═══ EXERCISE MATERIALS
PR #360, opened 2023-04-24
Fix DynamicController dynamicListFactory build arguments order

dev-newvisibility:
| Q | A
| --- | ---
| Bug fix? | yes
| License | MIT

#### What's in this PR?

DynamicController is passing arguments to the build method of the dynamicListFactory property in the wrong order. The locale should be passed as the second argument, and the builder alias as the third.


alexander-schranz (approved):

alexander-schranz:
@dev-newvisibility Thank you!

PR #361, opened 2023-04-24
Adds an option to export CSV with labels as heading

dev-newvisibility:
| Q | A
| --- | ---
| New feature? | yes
══════
Which lines in the data above hold the word "dynamicListFactory"? Return each of them.

§ ANSWER AREA
Fix DynamicController dynamicListFactory build arguments order
DynamicController is passing arguments to the build method of the dynamicListFactory property in the wrong order. The locale should be passed as the second argument, and the builder alias as the third.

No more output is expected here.